Work order
A faithful copy of the whole listing is required.
*** Opening Exercise material ***
PR #5484, opened 2026-04-09
Fix the 'package' property of the definition file.

bennyhuo:
There should only be a 'package' property in the definition file while we should use 'packageName' in the gradle file.


SvyatoslavScherbina (approved):

danil-pavlov (approved):
Nice catch! Thanks @bennyhuo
*** Closing Exercise material ***
Result for this task
PR #5484, opened 2026-04-09
Fix the 'package' property of the definition file.

bennyhuo:
There should only be a 'package' property in the definition file while we should use 'packageName' in the gradle file.


SvyatoslavScherbina (approved):

danil-pavlov (approved):
Nice catch! Thanks @bennyhuo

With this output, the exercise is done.